Now with the plastic cover out of the way, we see one large PCB. Unlike many older GM clusters, this is a rigid green fiberglass PCB, not one of those flexible plastic ones that liked to deform and cause fun things like the Check Engine light coming on when you hit the right turn signal or the backlight for one of the gauges only working on particularly warm days or other such insanity. There are 4 large black things visible, these are the motors that move the analog needles but that's about it. Still no sign of those light bulbs, so I guess we'll have to delve a bit deeper. Can we just pull the PCB out? Unfortunately, no. Trying that, we can see that it's trying to pull the gauge needles out through the dial faces - probably not a good idea.








To progress further, we need to remove the white piece of plastic that the PCB is stuck to from the black housing. This is held in by several clips molded into the plastic housing. We can work our way around, carefully bending back the black plastic clips and pulling the white plastic out.














And now we have a large empty plastic bezel. This is pretty unexciting, except to note that the trim rings around the fuel and temperature gauges are molded into the plastic housing itself. I didn't go further disassembling this, there are more snap clips and some tape, but separating the two black plastic pieces should allow the clear lens to be removed for cleaning/replacement.








Now for the first particularly interesting discovery: The gauge faces are actually all one big piece of transparent plastic with the legends painted on.








More to come soon - I'm still editing my photographs.


----------



## CW_ (Jan 31, 2013)

WARNING: Disassembly beyond this point could easily break something. This is a junkyard cluster that I picked up cheaply for a project, not the actual cluster out of the car I drive to work on a daily basis.

To get that plastic face off, or get a look at the front of that PCB we'll need to remove the gauge needles. I spent a while staring at the gauge motors and needles to see if there was some magical release thing and couldn't find anything. The gauge needles are on pretty tight, but will come off if you pull firmly. The needles themselves appear to be constructed of 3 pieces of plastic - a clear plastic 'stem' that goes onto the shaft of the gauge motor, the clear plastic needle with red paint, and the black plastic trim ring. These are all held together by melted down heat stakes on the black plastic trim. WARNING: I don't know how fragile the motors are - after removing and replacing the needles they still seemed to rotate, but I don't have a way to hook this up to a car and make sure it still works since rumor has it that clusters are VIN-locked and installing a non-matching one can leave you with a car that thinks you're trying to steal it and thus won't start.
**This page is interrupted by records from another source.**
PR #3070, opened 2019-05-22
Pass more css integration tests

wbinnssmith:
This passes all but two css tests, one which requires a source map comment, and another which requires `@import` nesting.

For consistency with existing tests and Parcel 1, this also makes bundle url imports relative to the publicUrl rather than relative to the current bundle. While either is probably fine, and the former is arguably more portable independent of the publicUrl, I think the former is more common on the web and expected by developers.

As discussed in #3044, and to unblock some tests, this also changes raw assets to use a fallback `*` glob, rather than enumerating a bunch of common extensions.

Test Plan: yarn test

### DIFF
--- a/packages/core/core/src/PackagerRunner.js
+++ b/packages/core/core/src/PackagerRunner.js
@@ -8,7 +8,7 @@ import type InternalBundleGraph from './BundleGraph';
 
 import invariant from 'assert';
 import {mkdirp, writeFile, writeFileStream} from '@parcel/fs';
-import {TapStream, urlRelative} from '@parcel/utils';
+import {TapStream, urlJoin} from '@parcel/utils';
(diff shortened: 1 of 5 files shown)


packages/core/core/src/PackagerRunner.js
```diff
@@ -150,7 +150,10 @@ function generateDepToBundlePath(
     let entryBundle = entryBundleNode.value;
     depToBundlePath.set(
       dep.id,
-      urlRelative(nullthrows(bundle.name), nullthrows(entryBundle.name))
+      urlJoin(
```
wbinnssmith: one thing we could try is using a url relative to the current bundle only in the case that `publicUrl` wasn't provided by the user, and if it was, use a url relative to that. What do you think?

PR #3071, opened 2019-05-23
Restore @parcel/register

wbinnssmith:
In preparation for the release of Parcel 2 and its future development, this updates @parcel/register to work with the latest changes.

Since we want to keep the core Parcel api as minimal as possible, but need access to internals to run single transformations and single resolutions, we take the following approach:

* Implement the bulk of parcel-register in `@parcel/core`. This allows us to freely import symbols which allow us to invoke internal methods on the core `Parcel` object. Once Parcel 2 packages are built into single files, these exports will not leave the flat file, but can be freely required within it. This is exposed as a named `register` export from core.
* Implement a package named `@parcel/register` which imports `register` from core and invokes it with a config.

Other notes: 
* The core `register` function returns a disposable which undoes the effects of `register`. It returns resolution back to Node directly, and stops transformation. In the future, this should also shut down the workers.
* Moved from monkeypatching `require` to monkey patching `Module._resolveFilename` [0]. At the risk of overriding internals which have not changed in the past seven years [0], we gain the ability to use this same logic to power `require.resolve`
* Adds integration tests to cover resolving, transforming, and disposing behavior. These work with a pre-built parcel but are disabled until there is a published version.
* `@parcel/register` should ultimately depend on an already-published version of Parcel in order to run it over Parcel itself. Since it depends on Parcel, one must by definition exist to use it. See the whole compiler bootstrapping problem [1]

Test Plan: Since `@parcel/require` uses parcel to transform and resolve, it requires a pre-built version of Parcel and cannot be tested without this (I developed one to test this locally). I'll be publishing a branch with a simple build process in order to get an initial version of Parcel 2 published so we can use it in `@parcel/require` to develop Parcel 2.

[0] https://github.com/nodejs/node-v0.x-archive/issues/1125#issuecomment-10748203
[1] https://en.wikipedia.org/wiki/Bootstrapping_(compilers)


mischnic:
> @parcel/register should ultimately depend on an already-published version of Parcel in order to run it over Parcel itself. Since it depends on Parcel, one must by definition exist to use it. See the whole compiler bootstrapping problem [1]

This always feels like building a house of cards to me. I think it should always be possible to compile Parcel with Parcel running via @babel/register.

wbinnssmith:
> I think it should always be possible to compile with Parcel running via @babel/register.

I agree -- though we had discussed moving to Parcel's `source`field in package.json to point to our sources (which we'd want babel to run over), and leaving `main` for compiled code run directly in node. @devongovett I'd be interested to hear your thoughts on this.

mischnic:
> I agree -- though we had discussed moving to Parcel's `source` field in package.json to point to our sources (which we'd want babel to run over), and leaving `main` for compiled code run directly in node.

Yes, we do need a compile step

> We also make assumptions that Parcel packages will be built into single files via Parcel itself -- though those assumptions are mostly re: not exposing internals. If the versions we actually publish are built through Parcel then we'll be fine.

I was thinking:
In the packages we run `"build": "node -r @parcel/babel-register ../parcel/cli.js src/index.js -o lib.js"` (or something similar to essentially run parcel via an interpreter to build itself - to stay in the compiler-bootstrapping terminology).
This seems so easy to do that creating a boostrap compiler which only includes the JS asset/packager to then compile the rest is unnecessary (I can't think of a reason).

This would also prevent a situation where the old version of Parcel can compile Parcel but the version that is currently being built won't be able to do that anymore when it becomes the old version.

Side note: Is there anything special about these packages that requires them to be built with Parcel?

packages/core/integration-tests/test/parcel-register.js
```diff
@@ -0,0 +1,109 @@
+// @flow strict-local
+
+import {execSync} from 'child_process';
+import assert from 'assert';
+import path from 'path';
+
+describe.skip('@parcel/register', () => {
```
devongovett: why are they skipped?

wbinnssmith: From the test plan:

> Since @parcel/require uses parcel to transform and resolve, it requires a pre-built version of Parcel and cannot be tested without this (I developed one to test this locally).

Parcel register requires parcel, and I wasn't daring enough to try to combine `@babel/register` and `@parcel/register`.

PR #3072, opened 2019-05-23
Rename package versions to 2.0.0-alpha.0

wbinnssmith:
Updates:
* The version field in parcel 2 `package.json`s
* The required semver fields in `dependencies` and `devDependencies`
* The semver `engines` field for `parcel`

This is so we can begin publishing very early builds of Parcel to get the bootstrapping process started.

I'm definitely open to changing the prerelease name, ~~but we should avoid `alpha` since we plan on using that for more official releases~~ Let's try going with `alpha.0` (before our more public `alpha.1`), and we can publish canary releases with Lerna as `alpha.0+$SHA`.

Test Plan: 
* Run `yarn` and verify the top-level and package-level `node_modules/@parcel` have only symlinks
* Flow, lint, test

### DIFF
--- a/packages/bundlers/default/package.json
+++ b/packages/bundlers/default/package.json
@@ -1,6 +1,6 @@
 {
   "name": "@parcel/bundler-default",
-  "version": "2.0.0-prealpha0",
+  "version": "2.0.0-alpha.0",
   "license": "MIT",
   "repository": {
     "type": "git",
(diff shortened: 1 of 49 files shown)


wbinnssmith:
Lerna has a neat canary [0] feature which we could leverage for nightly or regular releases. We could also adopt its convention of -alpha0+$SHA or more simply -alpha0+0, -alpha0+1, etc.

[0] https://github.com/lerna/lerna/tree/master/commands/publish#--canary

Now that the needles are off, the PCB will simply fall out, giving us a first look at some more interesting stuff than the back of the board. I apologize for the large size of this picture (but on the other hand if you'd like it even larger, I have a full-size version that shows the detail a bit better). Here we see the DIC LCD, with a flex ribbon cable connecting to a socket on the PCB, a few chips (I'll list part numbers later), and a lot of large surface mount LEDs. Yup, not a single incandescent bulb anywhere. All of the backlights, idiot lights, etc. are permanently mounted LEDs that should in theory substantially exceed the lifetime of the car itself. As a point of information, I collect old calculators, and own a few from the 1970s with red LED displays that still work perfectly, so 40+ years of life for an LED is possible.


----------



## Smurfenstein (Nov 16, 2011)

Too bad they're LEDs, I was hoping for something easier to solder to change the color of the back lighting.
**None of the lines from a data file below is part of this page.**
PR #3075, opened 2019-05-23
Adds Documentation about v2 Transformers

kwelch:
# ↪️ Pull Request
Notes from my learnings on how the transformers work and their lifecycle. 

## ✔️ PR Todo

### DIFF
--- a/docs/Transformers.md
+++ b/docs/Transformers.md
@@ -8,6 +8,8 @@ Transformers are ran in order by file type. It is recommended to have more speci
 
 ## Transformer Life Cycle
 
+Below is the list of the life cycle methods in the order they are called.
+
 ### `getConfig`
 
 Loads configuration specifically for this transformer.
--- a/docs/Transformers.md
+++ b/docs/Transformers.md
@@ -1,8 +1,38 @@
 # Transformers
 
-A transformer allows you to access and perform transformative operations on an asset.
+Transformers have three roles: to transform an assets content from one form to another, to create additional assets, and to register dependencies and connected files.
 
-Transformers are defined in: `./packages/configs/default/index.json`
+### Transform
+
+TODO: Put a blurb here
+
+**Common Examples**
+
+- Babel: Transforms latest JavaScript to browser compatible JavaScript
+- SASS: Compiles sass files into css files
+
+### Create Assets
+
+TODO: Put a blurb here
+
+**Common Examples**
+
+- Babel: Transforms latest JavaScript to browser compatible JavaScript
+- SASS: Compiles sass files into css files
+
+### Register Dependencies
+
+TODO: Put a blurb here
+
+**Common Examples**
+
+- HTML: Finds and adds linked files into the tree
+- JS: Reads imports and require statements to find dependencies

Awesome write up though! Really informative, this is pure awesome.


----------



## CW_ (Jan 31, 2013)

Here's a closer picture of one corner of the board. The small white rectangles with the round lenses on them are LEDs for the various indicators and backlighting. The blue goo you see around the computer chips on the board is conformal coating, which serves a few different purposes: It's commonly used on automotive PCBs to help protect them from the elements (old GM PCBs, especially things that went outside the car like engine controllers, ABS brake modules, etc. typically had the entire board dipped), and also for components with fragile pins to help keep pins from popping loose due to vibration. Another more nefarious use of conformal coating can be to make it difficult to modify/repair the PCB (although a more effective method of doing that is to put hard epoxy that can't be removed without the use of nasty solvents that would be likely to eat the board over the interesting components)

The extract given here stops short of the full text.